If the process is voluntary, what are the benefits in filing with CFIUS?

While transaction parties are typically reluctant to introduce an additional regulatory dimension to a transaction, there are several compelling reasons why proactively engaging with CFIUS and voluntarily filing a notice can be in the parties’ interest.

  1. Manage Substantive Risk. CFIUS jurisdiction to condition or unwind a transaction extends in perpetuity. If the parties close a transaction without filing with CFIUS, and after closing CFIUS learns of the transaction, CFIUS has authority to take adverse action post-closing. Conversely, by filing, the parties avail themselves of the “safe harbor” provided in the law, which prevents any further action by CFIUS after it has reviewed and approved a transaction.
  2. Manage Timing Risks. By proactively filing with CFIUS, parties exert maximum control over the timeframe of their review. A number of instances have occurred where parties signed a transaction not intending to file with CFIUS, and were informally notified by CFIUS that they should file. The inter-agency process required to provide such notice (or formally compel a notice) is typically very slow, meaning notice from CFIUS can occur just as parties are finalizing their plans to close their transaction. On the other hand, by planning to make a filing and, by filing forcing CFIUS to act on the filing, the parties are accelerating the timeframe.
  3. Maintain Relationships with the U.S. Government. For a target that has relationships (regulatory or commercial) with the U.S. government, protecting those relationships should be a priority.
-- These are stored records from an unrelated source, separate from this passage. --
PR #21025, opened 2021-06-02
test(@angular/cli): locally publish LTS tooling packages for E2E update tests

clydin:
The tooling packages needed to perform a canonical update process are now published to the local test package registry. This removes the need to switch back and forth between the npm registry and the test registry during E2E tests. It also ensures that CLI versions are used that are compatible with the Node.js version used for the tests.


alan-agius4 (approved):
Nicely done!

PR #21037, opened 2021-06-03
fix(@angular/cli): avoid shell exec when bootstrapping update command

clydin:
This change removes the usage of the shell execution when spawning the latest CLI version when bootstrapping the update command. The absolute path of the node process is now spawned which removes the need for any shell path resolution. This also removes the need to quote and/or escape command arguments which can be error-prone. Node.js and the OS will now handle any quoting and escaping automatically and without any custom logic.


alan-agius4 (approved):
Good call

PR #21046, opened 2021-06-03
feat(@ngtools/webpack): add support for custom typescript transformers

edusperoni:
This change allows developers to add custom typescript transformers to the webpack compilation, which was previously supported by AngularCompilerPlugin and its platformTransformers option.

The rationale behind this change is that before we were able to specify custom transformers either via platformTransformers or by hacking into `_transformers` (https://medium.com/joolsoftware/custom-typescript-transformers-with-angular-cli-7f4150797e05). Since that is not available anymore, some projects are no longer able to use such transformations.

### DIFF
--- a/packages/ngtools/webpack/src/ivy/plugin.ts
+++ b/packages/ngtools/webpack/src/ivy/plugin.ts
@@ -48,6 +48,7 @@ const DIAGNOSTICS_AFFECTED_THRESHOLD = 1;
 export interface AngularWebpackPluginOptions {
   tsconfig: string;
   compilerOptions?: CompilerOptions;
+  customTransformers: ts.CustomTransformers;
   fileReplacements: Record<string, string>;
   substitutions: Record<string, string>;
   directTemplateLoading: boolean;
@@ -111,6 +112,7 @@ export class AngularWebpackPlugin {
       substitutions: {},
       directTemplateLoading: true,
       tsconfig: 'tsconfig.json',
+      customTransformers: {},
       ...options,
     };
   }
@@ -497,7 +499,10 @@ export class AngularWebpackPlugin {
       }
     }
 
-    const transformers = createAotTransformers(builder, this.pluginOptions);
+    const transformers = mergeTransformers(
+      createAotTransformers(builder, this.pluginOptions),
+      this.pluginOptions.customTransformers,
+    );
 
     const getDependencies = (sourceFile: ts.SourceFile) => {
       const dependencies = [];
@@ -613,7 +618,10 @@ export class AngularWebpackPlugin {
     ];
     diagnosticsReporter(diagnostics);
 
-    const transformers = createJitTransformers(builder, this.pluginOptions);
+    const transformers = mergeTransformers(
+      createJitTransformers(builder, this.pluginOptions),
+      this.pluginOptions.customTransformers,
+    );
 
     return {
       fileEmitter: this.createFileEmitter(builder, transformers, () => []),


dgp1130:
Hi @edusperoni, thanks for drafting this PR!

This topic has come up before on the compiler side, and @alxhub left a great explanation about it here: https://github.com/angular/angular/issues/22434#issuecomment-594074902. The biggest issue seems to be that the Angular compiler analyzes code before running transformers, so even if we support this they wouldn't be usable to modify Angular code. I think all the points he mentions are still relevant and it doesn't make sense to do this at the tooling level without explicit compiler support.

As a result, we don't think we can land this PR with the current state of world. If we ever did support custom transformers, it would probably be done at the compiler level anyways, so I'm closing this PR as a result.

dgp1130:
Hi @edusperoni, what exactly is the motivation for this change? Are you trying to update NativeScript for Webpack 5 and running into this missing option? If the motivation is getting NativeScript on Webpack 5, then I would rather focus on a solution for that on supporting that instead of scoping to this particular transformer option.

We came across [this commit](https://github.com/NativeScript/NativeScript/commit/c265c3ac3f7a9b770de86fd58cb7b2cb661570d0#diff-45f4e6ff45c508724bfdf20be521f824a2ccebbb80bc79d7d9f032221bb7d4ca) which seems to imply that there's a workaround. Would that be good enough for NativeScript or is there some critical limitation you need to solve at the Angular level?

bufke:
@edusperoni I would love to know the conclusion to this attempt at supporting code sharing in NativeScript with webpack 5.

edusperoni:
@dgp1130 Sorry for the delay, I had a couple of things going last week and couldn't focus on this issue.

To give some context, just like Zone.js relies on transforming native async/await into promises to ensure zones work, NativeScript relied on the old es5 class syntax to make a class extend a native class. Now that most apps target es6+, a design decision was made to use a `@NativeClass()` decorator that uses a typescript transformer to add the required data for these classes to work. At the time, typescript transformers were supported by AngularCompilerPlugin via `platformTransformers` .

This isn't an issue with libraries because NativeScript libraries use conventional entrypoints for the "Native" code (`plugin/*.d.ts` and `plugin/*.js`) and a different entrypoint entirely for frontend flavors (`plugin/angular` is an entrypoint that follows the APF via ng-packagr). The issue is when app developers want to use `@NativeClass()` with Angular 12 (not in libraries, but in actual applications). A component can never be a NativeClass, so it never breaks the Angular compiler.

While that workaround does make the decorator work with Angular 12, I feel that it'd be better suited as an option to ensure both backwards and future compatibility, as it only affects applications (not libraries) and requires the ejection of the webpack config to use, so we expect that people who do it to know the limitations of the approach (just like it was on Angular 11 or lower). The workaround also modifies a private API that can be changed in Angular 12+x and detecting and adapting to such changes can quickly become a maintenance nightmare when the same end result can be achieved by changing concatenating the transformers to the ones already used by the AngularWebpackPlugin.

In the end, I just don't see how adding this option *back* would affect the framework negatively.


-----
@bufke I think you got confused, this issue isn't about code sharing at all. I've made a comment about this (https://github.com/NativeScript/nativescript-angular/issues/2290#issuecomment-854226427), but the gist of it is that code sharing NativeScript+Angular with Web+Angular on the same application has always been a bad idea and instead they should be different applications that can share specific things using a "monorepo" setup (with nx, for example). That thread has more information on it and you're welcome to share your thoughts there!

dgp1130:
Hi @edusperoni, we discussed this some more in our weekly CLI triage. We don't officially support custom Webpack configs and while you can depend on `@ngtools/webpack` and leverage its APIs, they are subject to change. We try to limit breaking changes because we know people do depend on them, but across major versions breaking changes are inevitable to support Angular itself.

As a result these APIs are a bit between "public" and "private". We try not to break things where possible but we don't offer any long term support guarantees for any external use case. Adding `platformTransformers` specifically is a fairly trivial code change, but accepting it is implicitly elevating it to a more official "public" API in a package which otherwise doesn't have that strong of support contract.

We could accept this PR with the caveat that `platformTransformers` also isn't explicitly supported, but that doesn't really address the motivation behind the change:

> While that workaround does make the decorator work with Angular 12, I feel that it'd be better suited as an option to ensure both backwards and future compatibility

We'd be likely to accidentally refactor and remove this in the future and break you again because the option isn't needed for Angular. The workaround you already have is just as good and has the same support contract from Angular, so accepting this PR wouldn't change that.

Our takeaway is that accepting this PR doesn't really improve anything for NativeScript and opens the possibility for others to misinterpret and misuse it, as well as placing a higher expectation on the Angular team to support the API (whether or not that expectation will actually be met).

wszgrcy:
I'd like to add method to reset transformer or handle(eg: ComponentDecoratorHandler) .
because WechatMiniProgram can't render html by angular, so I want to change component template method to support this(ompatibility support)

PR #21047, opened 2021-06-04
feat(@schematics/angular): add migration to replace deprecated `--prod`

### LINKED ISSUE #21036: Handle --prod deprecation more gracefully
# 🚀 Feature request

### Command

- [x] update

### Description

`--prod` has been deprecated for `ng build`.  However, I would think that most apps probably have build/deploy automation scripts configured in package.json, which will be affected by this change.

I would like to see `ng update` automate the change of package.json scripts so that `--prod` is automatically changed to `--configuration production`.

The alternative is disruptive and painful for the end user... Either manually updating every single project, or developing our own automated process - resulting in varying experiences.

alan-agius4:
With this change we add migration to replace the deprecated `--prod` with `--configuration production` in the scripts section of the package.json.

Closes #21036

### DIFF
--- a/packages/schematics/angular/migrations/update-12/replace-prod-flag.ts
+++ b/packages/schematics/angular/migrations/update-12/replace-prod-flag.ts
@@ -1,0 +1,30 @@
+/**
+ * @license
+ * Copyright Google LLC All Rights Reserved.
+ *
+ * Use of this source code is governed by an MIT-style license that can be
+ * found in the LICENSE file at https://angular.io/license
+ */
+
+import { Rule } from '@angular-devkit/schematics';
+import { JSONFile } from '../../utility/json-file';
+
+export default function (): Rule {
+  return (tree) => {
+    const file = new JSONFile(tree, 'package.json');
+    const scripts = file.get(['scripts']);
+    if (!scripts || typeof scripts !== 'object') {
+      return;
+    }
+
+    // eslint-disable-next-line @typescript-eslint/no-non-null-assertion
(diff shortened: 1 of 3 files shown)


packages/schematics/angular/migrations/update-12/replace-prod-flag.ts
```diff
@@ -0,0 +1,28 @@
...
+    const file = new JSONFile(tree, 'package.json');
+    const scripts = file.get(['scripts']);
+    if (!scripts || typeof scripts !== 'object') {
+      return;
+    }
+
+    // eslint-disable-next-line @typescript-eslint/no-non-null-assertion
+    const updatedScripts = Object.entries(scripts!).map(([key, value]) => [
+      key,
+      typeof value === 'string' ? value.replace(/ --prod/g, ' --configuration production') : value,
```
JoostK, line 23: Maybe require a word boundary after `--prod`?
```suggestion
      typeof value === 'string' ? value.replace(/ --prod(?!\w)/g, ' --configuration production') : value,
```

Or `/ --prod(?=\W)/g` would also work. This avoids false positives for e.g. a `--product` flag.

SirJosh1987 (approved):

packages/schematics/angular/migrations/update-12/replace-prod-flag.ts
alan-agius4: Good catch

clydin (approved):

PR #21049, opened 2021-06-04
refactor(@angular-devkit/build-angular): remove usage of rimraf package

alan-agius4:
Use Node.JS `rmdirSync` instead.


clydin (approved):
Should be able to remove the package from the root package.json as well now.

alan-agius4:
It’s being used by a number of e2e tests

Filing with CFIUS demonstrates good faith and a desire to be a reliable partner with the U.S. government, and filing assures customers that any risks associated with the investor will be addressed. Similarly, overseas companies wishing to do business in the U.S., or potentially acquire additional U.S. businesses, should prioritize their reputation for openness and transparency with the U.S. regulatory regime. Failure to do so can make future business plans more difficult to carry out.
  4. Establish and Maintain a Relationship with CFIUS. While the regulations do not specifically address presumptions or evidentiary burdens, it is well known among CFIUS practitioners that proactive engagement with CFIUS yields better results than engagement only after request or compulsion by CFIUS. By proactively filing, the parties begin the process from a position of transparency, which engenders trust with CFIUS. Many of the decisions CFIUS makes depend upon their ability to rely on companies as trustworthy parties in the process.
  5. Public and Customer Relations. Some transactions garner attention from trade and popular press. Competitors may seize on a foreign investment as an opportunity to pursue a company’s customers. Customers themselves may have questions about operational continuity and security in light of overseas investment. Proactively filing with CFIUS is a sturdy pillar to a public and customer relations strategy.
  6. General Posture of Transparency. In the global marketplace, a transparent approach to regulators helps to guard against unintended consequences. CFIUS is one of the preeminent national security review panels in the world. Review and clearance by CFIUS helps to assure other regulatory bodies, as well as future customers and targets, that a company and its parent entities are sophisticated, transparent participants in the global economy.

My transaction simply cannot be delayed for a CFIUS review. What should we do?

Proactively filing with CFIUS is the ideal scenario to manage CFIUS-related risk. There are, however, ways to manage the risk of adverse CFIUS action within the timing constraints of any particular transaction. These are highly case-specific considerations. If you find yourself in such a situation, contact experienced CFIUS counsel. As described elsewhere on www.kabealolaw.com, this firm will either assist you with your case or help you find top caliber CFIUS counsel at another firm.

How much is the filing fee?

There is currently no filing fee. However, any change to CFIUS authorizing legislation will likely require a filing fee to help CFIUS increase its staff and subject matter expert capacities. Under the current no-fee system, bandwidth at CFIUS is under constant strain. Under FIRRMA, the current proposal for a filing fee is 1% of transaction value, capped at $300,000.